### Working data

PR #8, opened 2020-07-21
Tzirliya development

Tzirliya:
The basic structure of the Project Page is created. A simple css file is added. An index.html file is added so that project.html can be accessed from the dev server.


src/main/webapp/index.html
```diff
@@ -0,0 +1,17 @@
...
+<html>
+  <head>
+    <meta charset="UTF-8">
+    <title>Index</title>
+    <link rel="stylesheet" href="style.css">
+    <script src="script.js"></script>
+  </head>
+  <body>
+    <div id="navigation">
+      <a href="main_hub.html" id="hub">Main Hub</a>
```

* * *

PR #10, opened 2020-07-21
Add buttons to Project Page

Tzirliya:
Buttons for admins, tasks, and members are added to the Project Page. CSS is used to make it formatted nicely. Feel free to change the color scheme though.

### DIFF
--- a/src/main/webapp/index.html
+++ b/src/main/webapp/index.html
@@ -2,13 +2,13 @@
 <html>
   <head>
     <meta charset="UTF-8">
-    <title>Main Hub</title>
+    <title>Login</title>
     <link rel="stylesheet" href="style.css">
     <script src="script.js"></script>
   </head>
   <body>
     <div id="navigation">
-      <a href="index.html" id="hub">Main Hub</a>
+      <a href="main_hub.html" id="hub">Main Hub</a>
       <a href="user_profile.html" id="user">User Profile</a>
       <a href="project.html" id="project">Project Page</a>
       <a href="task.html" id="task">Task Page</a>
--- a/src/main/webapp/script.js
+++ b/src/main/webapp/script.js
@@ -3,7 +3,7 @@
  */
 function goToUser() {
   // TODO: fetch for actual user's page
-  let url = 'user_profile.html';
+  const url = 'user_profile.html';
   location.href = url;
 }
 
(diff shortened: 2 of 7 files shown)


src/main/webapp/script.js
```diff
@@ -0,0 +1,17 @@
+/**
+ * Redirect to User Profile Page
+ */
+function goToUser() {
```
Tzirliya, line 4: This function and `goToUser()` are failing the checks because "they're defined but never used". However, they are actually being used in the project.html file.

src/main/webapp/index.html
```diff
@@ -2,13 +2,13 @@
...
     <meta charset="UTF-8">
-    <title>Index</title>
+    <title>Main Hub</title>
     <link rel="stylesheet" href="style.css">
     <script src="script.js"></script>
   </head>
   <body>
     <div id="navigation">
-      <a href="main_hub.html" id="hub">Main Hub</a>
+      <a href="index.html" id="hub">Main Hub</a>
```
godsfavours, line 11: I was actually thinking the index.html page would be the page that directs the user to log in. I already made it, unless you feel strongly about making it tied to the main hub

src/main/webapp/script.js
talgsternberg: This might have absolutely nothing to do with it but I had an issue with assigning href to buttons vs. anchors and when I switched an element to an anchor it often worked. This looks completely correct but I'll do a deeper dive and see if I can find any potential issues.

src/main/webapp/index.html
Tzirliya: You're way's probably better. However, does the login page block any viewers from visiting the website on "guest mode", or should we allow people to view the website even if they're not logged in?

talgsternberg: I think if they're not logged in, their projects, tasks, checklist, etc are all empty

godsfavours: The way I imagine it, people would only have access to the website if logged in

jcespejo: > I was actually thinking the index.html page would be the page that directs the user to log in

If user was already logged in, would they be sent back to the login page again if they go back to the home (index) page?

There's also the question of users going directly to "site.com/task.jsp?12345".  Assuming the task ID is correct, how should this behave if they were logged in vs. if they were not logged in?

==

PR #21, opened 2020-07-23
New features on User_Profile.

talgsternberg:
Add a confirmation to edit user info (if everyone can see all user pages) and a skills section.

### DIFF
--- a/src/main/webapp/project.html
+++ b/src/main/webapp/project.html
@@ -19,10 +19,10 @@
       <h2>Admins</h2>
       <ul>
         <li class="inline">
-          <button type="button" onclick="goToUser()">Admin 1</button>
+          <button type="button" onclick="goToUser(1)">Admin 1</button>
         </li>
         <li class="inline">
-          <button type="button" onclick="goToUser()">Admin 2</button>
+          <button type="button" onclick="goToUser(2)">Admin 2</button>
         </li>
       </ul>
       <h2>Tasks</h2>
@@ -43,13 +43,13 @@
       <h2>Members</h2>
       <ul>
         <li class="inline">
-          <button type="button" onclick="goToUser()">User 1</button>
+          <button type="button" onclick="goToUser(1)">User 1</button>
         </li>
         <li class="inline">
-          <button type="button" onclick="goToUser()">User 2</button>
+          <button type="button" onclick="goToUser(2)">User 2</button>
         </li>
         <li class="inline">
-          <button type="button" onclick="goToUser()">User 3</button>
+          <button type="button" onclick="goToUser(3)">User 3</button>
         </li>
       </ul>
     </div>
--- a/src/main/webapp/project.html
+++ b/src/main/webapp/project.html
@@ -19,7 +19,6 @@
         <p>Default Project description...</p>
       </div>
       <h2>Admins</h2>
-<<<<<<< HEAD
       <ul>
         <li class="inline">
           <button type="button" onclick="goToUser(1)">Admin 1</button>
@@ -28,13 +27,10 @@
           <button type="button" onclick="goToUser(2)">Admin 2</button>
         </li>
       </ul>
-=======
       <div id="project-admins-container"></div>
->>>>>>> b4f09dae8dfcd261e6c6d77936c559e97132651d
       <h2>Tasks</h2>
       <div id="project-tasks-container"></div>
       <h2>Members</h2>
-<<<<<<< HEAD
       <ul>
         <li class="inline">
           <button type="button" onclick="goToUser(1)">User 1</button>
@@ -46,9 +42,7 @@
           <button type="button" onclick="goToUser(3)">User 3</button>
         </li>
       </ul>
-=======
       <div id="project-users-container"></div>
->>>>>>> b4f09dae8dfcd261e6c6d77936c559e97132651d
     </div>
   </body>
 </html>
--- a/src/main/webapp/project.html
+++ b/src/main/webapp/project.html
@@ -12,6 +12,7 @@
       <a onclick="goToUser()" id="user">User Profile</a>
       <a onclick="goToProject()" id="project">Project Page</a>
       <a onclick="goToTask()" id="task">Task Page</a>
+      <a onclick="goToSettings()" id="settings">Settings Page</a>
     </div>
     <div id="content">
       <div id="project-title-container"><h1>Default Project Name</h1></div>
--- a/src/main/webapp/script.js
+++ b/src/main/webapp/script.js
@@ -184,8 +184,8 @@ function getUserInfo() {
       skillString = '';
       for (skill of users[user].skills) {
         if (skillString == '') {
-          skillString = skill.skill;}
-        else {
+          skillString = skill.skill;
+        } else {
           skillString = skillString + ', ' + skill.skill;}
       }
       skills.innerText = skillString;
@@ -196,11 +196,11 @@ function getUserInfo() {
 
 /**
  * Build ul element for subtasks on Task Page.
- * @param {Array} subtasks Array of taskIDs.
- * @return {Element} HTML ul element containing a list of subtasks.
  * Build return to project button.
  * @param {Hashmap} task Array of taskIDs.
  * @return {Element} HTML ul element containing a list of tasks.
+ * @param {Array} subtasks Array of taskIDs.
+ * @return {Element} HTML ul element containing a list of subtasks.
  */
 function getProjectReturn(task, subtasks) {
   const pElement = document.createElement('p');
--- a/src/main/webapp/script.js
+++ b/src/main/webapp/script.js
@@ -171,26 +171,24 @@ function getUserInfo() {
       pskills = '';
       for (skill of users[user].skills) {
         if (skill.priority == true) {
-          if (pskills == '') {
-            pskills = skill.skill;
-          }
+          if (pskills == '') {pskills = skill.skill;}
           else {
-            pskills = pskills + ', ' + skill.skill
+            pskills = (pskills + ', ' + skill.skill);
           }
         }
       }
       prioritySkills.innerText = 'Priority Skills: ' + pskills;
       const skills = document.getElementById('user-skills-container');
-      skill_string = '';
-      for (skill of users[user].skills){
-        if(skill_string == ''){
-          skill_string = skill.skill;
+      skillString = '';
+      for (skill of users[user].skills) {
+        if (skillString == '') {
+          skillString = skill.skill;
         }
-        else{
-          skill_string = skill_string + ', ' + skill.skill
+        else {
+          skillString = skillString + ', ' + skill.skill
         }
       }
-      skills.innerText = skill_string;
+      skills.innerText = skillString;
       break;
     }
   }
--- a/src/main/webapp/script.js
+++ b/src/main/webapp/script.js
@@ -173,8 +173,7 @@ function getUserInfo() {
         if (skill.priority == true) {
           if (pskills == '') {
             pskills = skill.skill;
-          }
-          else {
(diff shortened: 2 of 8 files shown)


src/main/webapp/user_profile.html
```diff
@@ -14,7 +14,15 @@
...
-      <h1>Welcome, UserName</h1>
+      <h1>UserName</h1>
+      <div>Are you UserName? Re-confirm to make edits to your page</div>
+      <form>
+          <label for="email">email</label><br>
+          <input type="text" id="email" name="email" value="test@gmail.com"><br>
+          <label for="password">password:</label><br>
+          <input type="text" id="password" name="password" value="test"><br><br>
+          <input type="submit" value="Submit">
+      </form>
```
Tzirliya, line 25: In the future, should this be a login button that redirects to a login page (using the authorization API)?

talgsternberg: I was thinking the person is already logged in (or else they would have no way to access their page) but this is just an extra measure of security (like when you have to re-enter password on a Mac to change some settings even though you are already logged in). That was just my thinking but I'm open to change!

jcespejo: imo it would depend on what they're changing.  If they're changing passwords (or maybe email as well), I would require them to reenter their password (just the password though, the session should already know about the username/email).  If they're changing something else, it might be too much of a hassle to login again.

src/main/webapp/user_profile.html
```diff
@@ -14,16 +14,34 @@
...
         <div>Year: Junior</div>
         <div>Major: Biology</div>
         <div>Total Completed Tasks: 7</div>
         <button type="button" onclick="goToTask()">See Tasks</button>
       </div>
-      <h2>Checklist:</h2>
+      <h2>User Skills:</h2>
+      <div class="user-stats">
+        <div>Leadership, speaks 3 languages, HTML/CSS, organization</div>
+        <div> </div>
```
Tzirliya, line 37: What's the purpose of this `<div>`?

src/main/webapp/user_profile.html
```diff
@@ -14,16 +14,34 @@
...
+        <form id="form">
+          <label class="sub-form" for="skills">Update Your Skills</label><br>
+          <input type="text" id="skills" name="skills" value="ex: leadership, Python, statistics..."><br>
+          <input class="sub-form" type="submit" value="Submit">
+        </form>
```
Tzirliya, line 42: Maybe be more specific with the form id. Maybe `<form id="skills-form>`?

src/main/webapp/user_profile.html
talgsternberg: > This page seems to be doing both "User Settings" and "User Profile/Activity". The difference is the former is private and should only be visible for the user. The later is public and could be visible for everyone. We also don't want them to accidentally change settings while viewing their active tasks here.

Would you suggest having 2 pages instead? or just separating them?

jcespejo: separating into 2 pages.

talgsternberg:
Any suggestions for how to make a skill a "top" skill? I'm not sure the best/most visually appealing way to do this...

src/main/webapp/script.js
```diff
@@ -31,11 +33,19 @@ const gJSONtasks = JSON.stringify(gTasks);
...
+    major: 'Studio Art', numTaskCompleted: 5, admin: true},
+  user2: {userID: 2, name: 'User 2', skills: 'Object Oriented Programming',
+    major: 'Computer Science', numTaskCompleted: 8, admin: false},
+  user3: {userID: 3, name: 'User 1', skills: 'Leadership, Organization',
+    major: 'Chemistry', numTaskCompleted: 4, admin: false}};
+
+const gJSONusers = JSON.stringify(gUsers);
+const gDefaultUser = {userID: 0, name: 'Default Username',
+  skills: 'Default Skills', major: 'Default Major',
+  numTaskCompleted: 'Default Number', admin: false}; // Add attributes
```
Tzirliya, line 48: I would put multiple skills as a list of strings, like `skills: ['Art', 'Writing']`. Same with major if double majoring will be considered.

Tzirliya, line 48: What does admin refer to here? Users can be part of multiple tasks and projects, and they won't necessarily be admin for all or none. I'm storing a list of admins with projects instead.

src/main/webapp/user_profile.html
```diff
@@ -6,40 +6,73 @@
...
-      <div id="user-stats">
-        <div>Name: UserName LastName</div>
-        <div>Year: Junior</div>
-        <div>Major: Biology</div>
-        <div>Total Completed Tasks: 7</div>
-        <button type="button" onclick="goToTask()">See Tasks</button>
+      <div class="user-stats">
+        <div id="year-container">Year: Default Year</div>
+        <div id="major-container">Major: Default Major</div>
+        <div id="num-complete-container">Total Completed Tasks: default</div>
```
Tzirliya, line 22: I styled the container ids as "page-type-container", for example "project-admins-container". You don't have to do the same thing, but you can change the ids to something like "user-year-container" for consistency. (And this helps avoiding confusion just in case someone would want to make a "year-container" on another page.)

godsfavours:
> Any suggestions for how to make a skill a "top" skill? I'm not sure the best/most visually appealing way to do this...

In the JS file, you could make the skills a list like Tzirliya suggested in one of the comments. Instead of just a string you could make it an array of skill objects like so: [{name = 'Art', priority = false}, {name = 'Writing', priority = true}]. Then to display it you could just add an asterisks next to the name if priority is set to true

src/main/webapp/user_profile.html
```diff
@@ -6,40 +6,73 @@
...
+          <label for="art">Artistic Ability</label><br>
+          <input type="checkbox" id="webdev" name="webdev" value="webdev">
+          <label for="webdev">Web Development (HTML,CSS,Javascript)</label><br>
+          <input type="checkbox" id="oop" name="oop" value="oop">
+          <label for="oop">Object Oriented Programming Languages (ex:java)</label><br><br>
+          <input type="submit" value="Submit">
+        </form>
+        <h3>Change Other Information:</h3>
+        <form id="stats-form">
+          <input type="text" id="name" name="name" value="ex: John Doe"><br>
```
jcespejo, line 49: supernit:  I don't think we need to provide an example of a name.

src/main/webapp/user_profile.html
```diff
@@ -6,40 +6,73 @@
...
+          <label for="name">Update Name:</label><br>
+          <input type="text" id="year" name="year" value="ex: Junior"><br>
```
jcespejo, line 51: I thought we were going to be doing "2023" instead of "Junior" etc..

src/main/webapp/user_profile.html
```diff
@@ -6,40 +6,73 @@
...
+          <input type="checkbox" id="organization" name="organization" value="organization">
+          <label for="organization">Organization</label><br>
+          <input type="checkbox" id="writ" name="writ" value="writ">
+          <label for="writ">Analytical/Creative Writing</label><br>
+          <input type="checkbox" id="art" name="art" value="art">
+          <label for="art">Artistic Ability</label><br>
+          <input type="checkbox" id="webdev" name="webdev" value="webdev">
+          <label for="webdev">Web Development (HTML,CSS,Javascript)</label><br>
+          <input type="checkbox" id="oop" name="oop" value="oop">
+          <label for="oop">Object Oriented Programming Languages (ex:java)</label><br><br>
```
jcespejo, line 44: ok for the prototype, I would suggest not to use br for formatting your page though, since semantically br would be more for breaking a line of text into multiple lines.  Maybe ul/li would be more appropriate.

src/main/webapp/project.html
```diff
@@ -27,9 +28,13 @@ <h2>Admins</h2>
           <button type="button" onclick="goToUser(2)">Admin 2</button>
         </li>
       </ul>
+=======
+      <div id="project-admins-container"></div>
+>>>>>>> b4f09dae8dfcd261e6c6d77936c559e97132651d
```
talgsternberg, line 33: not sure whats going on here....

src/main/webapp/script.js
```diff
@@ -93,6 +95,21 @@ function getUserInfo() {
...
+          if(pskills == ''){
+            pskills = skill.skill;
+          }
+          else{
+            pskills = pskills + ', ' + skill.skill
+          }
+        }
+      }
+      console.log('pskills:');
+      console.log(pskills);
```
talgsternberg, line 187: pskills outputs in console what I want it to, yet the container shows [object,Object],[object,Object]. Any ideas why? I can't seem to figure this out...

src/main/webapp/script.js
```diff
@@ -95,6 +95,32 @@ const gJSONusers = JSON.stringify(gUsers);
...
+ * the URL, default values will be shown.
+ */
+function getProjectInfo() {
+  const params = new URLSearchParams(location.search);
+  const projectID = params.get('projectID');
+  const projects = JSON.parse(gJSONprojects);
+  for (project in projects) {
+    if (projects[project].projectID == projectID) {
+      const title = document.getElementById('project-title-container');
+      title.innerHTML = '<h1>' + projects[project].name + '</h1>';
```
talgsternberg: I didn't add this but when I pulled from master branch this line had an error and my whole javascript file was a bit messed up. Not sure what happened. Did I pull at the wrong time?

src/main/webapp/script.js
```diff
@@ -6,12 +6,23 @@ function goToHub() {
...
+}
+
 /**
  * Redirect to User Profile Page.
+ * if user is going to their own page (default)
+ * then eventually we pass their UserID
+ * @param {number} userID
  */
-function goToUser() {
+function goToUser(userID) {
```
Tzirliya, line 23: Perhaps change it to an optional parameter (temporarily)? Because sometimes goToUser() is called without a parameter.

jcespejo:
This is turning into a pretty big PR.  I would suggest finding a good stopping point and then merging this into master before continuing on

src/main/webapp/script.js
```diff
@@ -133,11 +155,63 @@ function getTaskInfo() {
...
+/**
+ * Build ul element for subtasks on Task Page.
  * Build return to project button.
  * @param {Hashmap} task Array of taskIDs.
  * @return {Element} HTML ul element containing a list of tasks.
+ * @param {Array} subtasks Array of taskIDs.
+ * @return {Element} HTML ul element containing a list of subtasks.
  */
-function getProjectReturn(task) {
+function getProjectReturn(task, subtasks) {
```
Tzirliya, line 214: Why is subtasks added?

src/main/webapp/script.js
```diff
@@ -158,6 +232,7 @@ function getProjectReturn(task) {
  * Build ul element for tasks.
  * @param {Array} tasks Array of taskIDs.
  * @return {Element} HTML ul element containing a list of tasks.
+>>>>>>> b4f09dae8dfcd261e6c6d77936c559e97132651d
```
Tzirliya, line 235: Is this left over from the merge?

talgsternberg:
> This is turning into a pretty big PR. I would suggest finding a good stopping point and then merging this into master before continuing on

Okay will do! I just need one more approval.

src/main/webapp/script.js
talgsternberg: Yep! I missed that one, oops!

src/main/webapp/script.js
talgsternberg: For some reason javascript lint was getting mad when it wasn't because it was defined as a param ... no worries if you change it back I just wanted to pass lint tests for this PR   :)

### Your instructions
Copy out every line above where "opened" is present.

### Expected output
PR #8, opened 2020-07-21
PR #10, opened 2020-07-21
PR #21, opened 2020-07-23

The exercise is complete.